* **The problem**
Scan the lines below; pull out those with "recursion".

* **Given entries**
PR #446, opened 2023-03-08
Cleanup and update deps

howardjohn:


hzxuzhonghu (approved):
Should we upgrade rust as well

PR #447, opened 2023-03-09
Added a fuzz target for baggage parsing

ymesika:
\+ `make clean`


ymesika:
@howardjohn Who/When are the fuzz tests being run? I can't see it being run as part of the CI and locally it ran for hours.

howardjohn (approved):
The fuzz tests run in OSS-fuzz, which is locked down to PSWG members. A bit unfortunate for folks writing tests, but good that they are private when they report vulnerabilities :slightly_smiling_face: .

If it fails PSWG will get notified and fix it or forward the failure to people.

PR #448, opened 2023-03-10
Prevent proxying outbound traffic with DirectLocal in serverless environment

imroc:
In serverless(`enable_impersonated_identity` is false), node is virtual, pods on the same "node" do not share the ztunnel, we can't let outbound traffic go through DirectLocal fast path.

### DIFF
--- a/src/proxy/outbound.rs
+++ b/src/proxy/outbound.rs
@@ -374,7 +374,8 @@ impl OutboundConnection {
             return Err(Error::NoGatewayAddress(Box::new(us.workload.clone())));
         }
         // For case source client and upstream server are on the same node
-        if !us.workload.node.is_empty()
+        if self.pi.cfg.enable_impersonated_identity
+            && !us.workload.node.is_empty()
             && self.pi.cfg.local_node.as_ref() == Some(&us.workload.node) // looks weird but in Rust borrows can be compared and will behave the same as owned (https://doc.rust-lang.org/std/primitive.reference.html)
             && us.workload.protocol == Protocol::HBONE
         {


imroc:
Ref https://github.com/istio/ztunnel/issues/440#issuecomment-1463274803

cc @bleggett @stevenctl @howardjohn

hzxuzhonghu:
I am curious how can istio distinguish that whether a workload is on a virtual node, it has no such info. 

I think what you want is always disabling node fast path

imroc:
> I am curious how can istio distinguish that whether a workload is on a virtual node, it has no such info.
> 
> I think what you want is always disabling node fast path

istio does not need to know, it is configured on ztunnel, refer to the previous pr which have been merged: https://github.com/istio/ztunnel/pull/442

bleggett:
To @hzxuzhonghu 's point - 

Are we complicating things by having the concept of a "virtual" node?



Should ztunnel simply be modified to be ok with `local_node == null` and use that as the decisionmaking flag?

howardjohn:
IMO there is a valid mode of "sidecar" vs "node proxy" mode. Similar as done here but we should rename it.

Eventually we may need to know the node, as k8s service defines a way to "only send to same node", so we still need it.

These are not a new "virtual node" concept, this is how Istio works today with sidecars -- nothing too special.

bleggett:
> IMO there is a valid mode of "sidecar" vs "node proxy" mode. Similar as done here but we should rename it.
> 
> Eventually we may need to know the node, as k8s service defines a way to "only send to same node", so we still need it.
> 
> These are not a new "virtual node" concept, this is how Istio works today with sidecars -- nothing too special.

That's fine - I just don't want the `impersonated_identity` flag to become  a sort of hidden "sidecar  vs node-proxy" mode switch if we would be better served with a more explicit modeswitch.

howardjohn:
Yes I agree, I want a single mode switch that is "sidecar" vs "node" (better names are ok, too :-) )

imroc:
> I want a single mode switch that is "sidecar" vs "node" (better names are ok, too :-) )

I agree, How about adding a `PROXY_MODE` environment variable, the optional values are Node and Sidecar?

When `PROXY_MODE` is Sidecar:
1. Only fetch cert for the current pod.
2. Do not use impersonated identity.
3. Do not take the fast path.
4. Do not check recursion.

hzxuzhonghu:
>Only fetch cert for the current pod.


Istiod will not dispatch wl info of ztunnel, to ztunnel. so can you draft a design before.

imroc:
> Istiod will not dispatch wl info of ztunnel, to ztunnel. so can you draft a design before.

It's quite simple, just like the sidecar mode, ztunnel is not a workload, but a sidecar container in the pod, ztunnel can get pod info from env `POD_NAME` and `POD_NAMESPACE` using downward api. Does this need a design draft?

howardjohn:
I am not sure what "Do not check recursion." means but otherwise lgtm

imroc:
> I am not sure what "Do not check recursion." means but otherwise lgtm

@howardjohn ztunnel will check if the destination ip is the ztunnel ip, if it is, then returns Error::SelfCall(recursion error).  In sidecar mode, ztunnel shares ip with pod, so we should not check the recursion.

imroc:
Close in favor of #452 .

* **Exercise answer**
4. Do not check recursion.
I am not sure what "Do not check recursion." means but otherwise lgtm
> I am not sure what "Do not check recursion." means but otherwise lgtm
@howardjohn ztunnel will check if the destination ip is the ztunnel ip, if it is, then returns Error::SelfCall(recursion error).  In sidecar mode, ztunnel shares ip with pod, so we should not check the recursion.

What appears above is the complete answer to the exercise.